Consumer Electronics convergence

Consumer Electronics – impact in 2006

The big news this week comes from the Consumer Electronics Show (“CES”) in Las Vegas.

All the big names – Microsoft, Google, Yahoo and others are touting new solutions for video on demand and the ability to download music to your cellphone. Google even announced their (yet another) digital rights management system, sure to provide users with more frustration as they try to legally deploy their purchased music on multiple systems. But, most of this doesn’t impact anyone until 2007-2008.

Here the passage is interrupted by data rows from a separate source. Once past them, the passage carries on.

PR #871, opened 2021-02-25
fix(loader): make loader script executable immediately on startup

MikeDombo:
**Issue #, if available:**

**Description of changes:**
Set the loader script to be executable immediately when the Nucleus starts up if it isn't already set as executable. This is required so that we can `exec` the loader when restarting the Nucleus.

**Checklist:**

### DIFF
--- a/src/main/java/com/aws/greengrass/lifecyclemanager/KernelAlternatives.java
+++ b/src/main/java/com/aws/greengrass/lifecyclemanager/KernelAlternatives.java
@@ -13,6 +13,7 @@ import com.aws.greengrass.logging.impl.LogManager;
 import com.aws.greengrass.util.CommitableWriter;
 import com.aws.greengrass.util.NucleusPaths;
 import com.aws.greengrass.util.Utils;
+import com.aws.greengrass.util.platforms.Platform;
 import edu.umd.cs.findbugs.annotations.SuppressFBWarnings;
 import lombok.AccessLevel;
 import lombok.Getter;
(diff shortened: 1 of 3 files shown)


avipinku (dismissed):

src/main/java/com/aws/greengrass/lifecyclemanager/KernelAlternatives.java
```diff
@@ -105,7 +107,15 @@ public Path getLoaderPath() {
     }
 
     private Path getLoaderPathFromLaunchDir(Path path) {
-        return path.resolve(KERNEL_DISTRIBUTION_DIR).resolve(KERNEL_BIN_DIR).resolve(LOADER_FILE);
+        Path launchPath = path.resolve(KERNEL_DISTRIBUTION_DIR).resolve(KERNEL_BIN_DIR).resolve(LOADER_FILE);
+        if (Files.exists(launchPath, NOFOLLOW_LINKS) && !launchPath.toFile().canExecute()) {
+            try {
+                Platform.getInstance().setPermissions(OWNER_RWX_ONLY, launchPath);
```
hui-yang, line 113: OWNER_RWX_EVERYONE_RX?

hui-yang: And can we only change in `setupInitLaunchDirIfAbsent`? so it's more explicit and only done once?

avipinku (approved):

hui-yang (approved):

src/main/java/com/aws/greengrass/lifecyclemanager/KernelAlternatives.java
MikeDombo: What if the directory is present, but isn't setup correctly? I put it here so that it is guaranteed to update the permissions to be correct upon launch.

MikeDombo: Updated to put it in `validateLaunchDirSetup` instead.

hui-yang (dismissed):

avipinku (approved):

fahadmohammed01 (approved):

hui-yang (approved):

The one announcement so far that I think will have a 2006 impact is the launch of new devices for XM radio.  Satellite radio is in the spotlight this month with Howard Stern’s imminent launch of his Sirius program. Meanwhile, at CES, XM partners Samsung and Pioneer have each launched new devices, the Helix and the Inno, respectively, which begin to change the value proposition for satellite radio. Each device can receive XM satellite radio programming and also storing MP3s. The pocket-sized devices also include time-shifting capabilities, enabling users to “Tivo” their XM content. From a user perspective, the ability to record programming and listen to satellite radio, while also providing basic MP3 player capabilities is highly attractive.

 
While video remains the hot topic for discussion and should have bigger impact in the long-term, I think that satellite radio is going to reap the rewards in 2006.